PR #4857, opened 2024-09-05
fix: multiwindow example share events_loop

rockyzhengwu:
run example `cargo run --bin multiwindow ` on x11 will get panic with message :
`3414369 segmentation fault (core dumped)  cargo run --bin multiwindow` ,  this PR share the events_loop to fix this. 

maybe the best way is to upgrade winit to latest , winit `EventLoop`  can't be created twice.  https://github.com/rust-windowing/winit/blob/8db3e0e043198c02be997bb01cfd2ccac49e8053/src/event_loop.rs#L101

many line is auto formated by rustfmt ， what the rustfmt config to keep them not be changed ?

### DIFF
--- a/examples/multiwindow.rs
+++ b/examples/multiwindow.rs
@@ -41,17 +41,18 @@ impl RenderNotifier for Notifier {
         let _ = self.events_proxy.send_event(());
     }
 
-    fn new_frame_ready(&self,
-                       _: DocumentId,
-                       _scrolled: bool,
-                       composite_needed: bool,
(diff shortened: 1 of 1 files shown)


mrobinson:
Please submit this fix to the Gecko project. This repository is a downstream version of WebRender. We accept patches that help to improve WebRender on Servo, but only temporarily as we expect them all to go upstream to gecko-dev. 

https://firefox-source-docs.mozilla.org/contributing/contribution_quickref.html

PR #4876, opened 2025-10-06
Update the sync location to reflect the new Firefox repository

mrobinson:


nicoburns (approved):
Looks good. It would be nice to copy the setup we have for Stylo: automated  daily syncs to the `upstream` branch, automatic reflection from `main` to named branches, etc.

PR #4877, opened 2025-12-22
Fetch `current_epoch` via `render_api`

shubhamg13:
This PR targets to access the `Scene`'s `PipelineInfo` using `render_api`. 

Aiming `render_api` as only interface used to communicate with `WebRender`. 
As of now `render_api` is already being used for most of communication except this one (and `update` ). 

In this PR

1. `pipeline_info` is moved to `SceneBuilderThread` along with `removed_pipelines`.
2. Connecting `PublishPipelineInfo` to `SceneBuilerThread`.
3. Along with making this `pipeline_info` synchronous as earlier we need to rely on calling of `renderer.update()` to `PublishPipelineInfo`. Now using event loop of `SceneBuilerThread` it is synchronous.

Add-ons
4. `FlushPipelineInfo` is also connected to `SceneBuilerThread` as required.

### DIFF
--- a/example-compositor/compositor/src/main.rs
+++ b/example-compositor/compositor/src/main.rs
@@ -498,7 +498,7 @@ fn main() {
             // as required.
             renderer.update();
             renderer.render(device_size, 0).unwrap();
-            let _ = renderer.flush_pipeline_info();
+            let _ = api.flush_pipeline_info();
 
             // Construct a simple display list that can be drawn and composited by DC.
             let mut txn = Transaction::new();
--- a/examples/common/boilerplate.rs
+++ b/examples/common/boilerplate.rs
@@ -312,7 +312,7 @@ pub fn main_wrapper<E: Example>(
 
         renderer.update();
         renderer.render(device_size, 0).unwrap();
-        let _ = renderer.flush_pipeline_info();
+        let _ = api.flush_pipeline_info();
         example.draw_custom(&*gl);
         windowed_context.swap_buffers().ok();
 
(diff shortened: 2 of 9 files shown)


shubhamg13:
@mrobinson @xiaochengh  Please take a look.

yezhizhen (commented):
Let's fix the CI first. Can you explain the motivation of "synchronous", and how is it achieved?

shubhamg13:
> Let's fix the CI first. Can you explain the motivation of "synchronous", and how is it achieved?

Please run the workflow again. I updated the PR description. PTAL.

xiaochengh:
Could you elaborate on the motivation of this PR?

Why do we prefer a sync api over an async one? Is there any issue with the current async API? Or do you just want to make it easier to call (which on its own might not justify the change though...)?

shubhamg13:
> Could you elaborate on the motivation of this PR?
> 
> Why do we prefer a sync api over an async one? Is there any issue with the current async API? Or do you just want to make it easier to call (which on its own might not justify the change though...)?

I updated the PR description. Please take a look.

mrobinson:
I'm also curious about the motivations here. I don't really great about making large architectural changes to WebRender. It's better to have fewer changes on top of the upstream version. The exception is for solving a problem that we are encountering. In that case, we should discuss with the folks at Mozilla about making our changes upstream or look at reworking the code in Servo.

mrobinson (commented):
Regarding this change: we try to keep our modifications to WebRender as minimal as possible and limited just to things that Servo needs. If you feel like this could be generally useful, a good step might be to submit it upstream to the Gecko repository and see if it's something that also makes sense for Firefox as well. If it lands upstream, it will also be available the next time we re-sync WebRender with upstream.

------------------------------------

§ WHAT IS NEEDED: The only output should be the lines from the one containing "I updated the PR description. Please" through the final line of the material above, copied exactly.

§ SOLUTION FOR THIS PROBLEM:
I updated the PR description. Please take a look.

mrobinson:
I'm also curious about the motivations here. I don't really great about making large architectural changes to WebRender. It's better to have fewer changes on top of the upstream version. The exception is for solving a problem that we are encountering. In that case, we should discuss with the folks at Mozilla about making our changes upstream or look at reworking the code in Servo.

mrobinson (commented):
Regarding this change: we try to keep our modifications to WebRender as minimal as possible and limited just to things that Servo needs. If you feel like this could be generally useful, a good step might be to submit it upstream to the Gecko repository and see if it's something that also makes sense for Firefox as well. If it lands upstream, it will also be available the next time we re-sync WebRender with upstream.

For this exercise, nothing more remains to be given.